Jobs Reality and the V Shaped Recovery

Another sea of red on Wall St last night with everything sold off.  The reasons are not completely clear but it would appear to be a mixture of the Fed not being dovish enough yesterday (we want MOAR!) and worse than expected US initial jobless claim numbers. In a world where everything is relative, the market had been high fiving over weekly initial jobless claims being less than 1 million for 3 weeks in a row.  Last night’s print was a worse than expected 860,000 (912,000 seasonally adjusted).  Whilst without the benefit of perspective 860,000 new jobless claims in one week seems awful, we need to remember just how incredibly bad it was back in April when we were seeing over 5m week per the chart below.

Weekly Jobless Chart

But the issue with a glance of the above chart is it appears like the V is in and we are back to normal levels.  When you zoom out all the way back to 1967 when the data began and look closely you can see that 912,000 is at least 50% higher than the worst periods of any recession before it!  

Unemployment Chart

Now closer to home we also saw high fiving and a surge in the AUD on our ‘better than expected’ unemployment figures yesterday.  The headline figure that most don’t look past saw 111,000 new people employed and the unemployment figure dropping from 7.5% to 6.8%.  Pop the cork, toast and move on.  However a scratch of the surface reveals things aren’t as awesome as they seem (if 6.8% could be considered awesome).  Welcome to the ‘gig economy’.

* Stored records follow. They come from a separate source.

PR #1872, opened 2015-10-16
Misc: fix various typos

wachunga:


hzoo:
Thanks a lot @wachunga - we can always use the help!

PR #1874, opened 2015-10-16
Remove duplicate entry in airbnb.json

dduugg:
The entry also appears on line 37 (-> 36).


hzoo:
Thanks for the report/PR!

PR #2284, opened 2016-06-28
Add facebook preset to jscs

AlexJuarez:
Here is the facebook jscs linting config.

### DIFF
--- a/presets/facebook.json
+++ b/presets/facebook.json
@@ -1,0 +1,101 @@
+{
+  "requireCurlyBraces": [
+    "if",
+    "else",
+    "for",
+    "while",
+    "do",
+    "try",
+    "catch"
+  ],
+  "requireOperatorBeforeLineBreak": true,
+  "requireCamelCaseOrUpperCaseIdentifiers": {
+    "ignoreProperties": true
+  },
+  "maximumLineLength": {
+    "value": 80,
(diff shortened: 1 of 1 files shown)


markelog:
Pretty sure facebook doesn't have public javascript code style, regardless, this is not implemented right and we are not adding new features at this time.

See https://medium.com/@markelog/jscs-end-of-the-line-bc9bf0b3fdb2, http://eslint.org/blog/2016/04/welcoming-jscs-to-eslint

bgw:
I'm not encouraging this commit, but for completeness,

> facebook doesn't have public javascript code style

isn't entirely true. [We publish an eslint config](https://github.com/facebook/fbjs/blob/master/scripts/eslint/.eslintrc.js), but we don't necessarily advocate that others use it. That configuration is used by many open source FB projects, like react.

markelog:
I meant formal document for it, like 
https://google.github.io/styleguide/javascriptguide.xml
https://github.com/airbnb/javascript

since linters are not yet at the point when everything could be defined through config.

Also i don't see it used, like: 
https://github.com/reactjs/react-router/blob/master/.eslintrc
https://github.com/facebook/react/blob/master/.eslintrc.js (redefines it quite a lot)
https://github.com/reactjs/redux/blob/master/.eslintrc

are very different

PR #2292, opened 2016-09-02
Disallowing multiple spaces.

tomayac:
Disallow multiple indentation characters (tabs or spaces) between identifiers, keywords, and any other token.

Would be great if you could still merge this trivial PR, my team are using ```jscs``` for certain projects.


markelog:
No, sorry, you still can do this with custom config or overwriting this rule on the project level

PR #2293, opened 2016-11-16
require `cst` v0.4.6 or higher because v0.4.5 was published to npm wihouth a `lib` dir

rubensayshi:
big problem, easy fix, hope this can get sneaked past the EOL ;-)


markelog:
Just reinstall jscs

PR #888, opened 2023-09-29
refactor: use tomli instead of toml

### LINKED ISSUE #887: use tomli instead of toml lib to parse toml file
It seems `toml` is not the default toml python parser anymore so I would suggest we move toward to most used one (the one used by pip itself): `tomli`

ref: https://dev.to/pypyr/comparison-of-python-toml-parser-libraries-595e

12rambau:
Fix #887

### DIFF
--- a/sepal_ui/bin/module_deploy.py
+++ b/sepal_ui/bin/module_deploy.py
@@ -18,6 +18,7 @@ import subprocess
 from pathlib import Path
 from typing import Union
 
+import tomli
 from colorama import Fore, Style, init
 
 import sepal_ui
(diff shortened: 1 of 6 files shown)


sepal_ui/bin/module_deploy.py
```diff
@@ -195,9 +196,9 @@ def main() -> None:
     print("Export the env configuration of your module...")
 
     # check that the local folder is a module folder
-    toml = Path.cwd() / "pyproject.toml"
+    Path.cwd() / "pyproject.toml"
```
12rambau, line 199:
```suggestion
```

Issue #893, opened 2023-10-05
navigation bar is not fixed


dfguerrerom:
I have already reported the issue on in the `ipyvuetify` repo, but I think we'll need to find a workaround to make our apps keep looking good until this issue is solved/reviewed by someone  https://github.com/widgetti/ipyvuetify/issues/280.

Nearly all those ‘new jobs’ are newly self employed people hiring themselves out.  As Deutsche Bank economist Phil O'Donaghoe explains:

"Delivery drivers, and riders, of major online delivery services are not employed by their respective delivery companies," 

That’s not to say we have 111,000 new bike riders with eskies on their backs, as there are also a lot of businesses reluctant to hire full time employees amid such uncertainty, preferring contract or casuals, and so there is an element of that reflected in numbers too.

So whilst unemployment dropped 0.6%, underemployment held steady at 11.2%, participation rate barely moved, up 0.1% to 64.8%, aggregate hours worked also up just 0.1% but average hours worked plummeted to a new all time low:

Roy Morgan Chart

Yesterday’s unemployment rate drop came as a surprise to analysts because they are looking at the government payroll jobs index beforehand which indicated things got worse not better.  The problem is that data works off Single Touch Payroll data which only counts ‘normal’ PAYG employees whereas the ABS count all these self-employed giggers as employed.  However the ABS figures also count the 3.3m Aussies on JobKeeper, many of whom are not working at all but still counted as employed.

Roy Morgan try to overcome the shortcomings of the ABS data, strips out the aforementioned anomalies to reflect who really has a job and who is really underemployed.  It’s a dataset of 4000 people so must be considered as imperfect as well, but at least it is based on reality not numbers more favourable for the ABS’s employer…. The chart below is for August and so doesn’t reflect yesterday’s ABS numbers.  As you can see below they have unemployment at 13.8% and combined with underemployment, the total number of people looking for or more work, at 22.8%.  Over 1 in 5 Aussies aren’t getting the work they need to make ends meet or at the very least boost our consumption (the biggest contributor to GDP) or pay their mortgage outside of government handouts.


As we wrote yesterday, this is all before the wind-back of said handouts and hence we are still in a false reality.  The first 2 charts above are incredibly instructive on so many levels.  When you have such an unprecedented situation as we saw in April and May, distorting the scale of charts like these or GDP or nearly any other economic measure, people can easily ‘see’ a V shaped recovery.  Human nature wants to see it.  The reality is that the right hand side of the V is, on nearly any measure, still far worse than any recession beforehand.  Likewise things like PMI’s where 50 is the magic line between contraction and expansion, are often looking ‘strong’ now as they are above 50.  What is being lost is that it is just above 50, just expanding, off an unprecedentedly low base.  That is not a V.

It may therefore be too early to be abandoning ‘risk off’, rotating to ‘risk on’ on a narrative of everything becoming awesome.  We are a long way from awesome but with shares and houses priced like we are.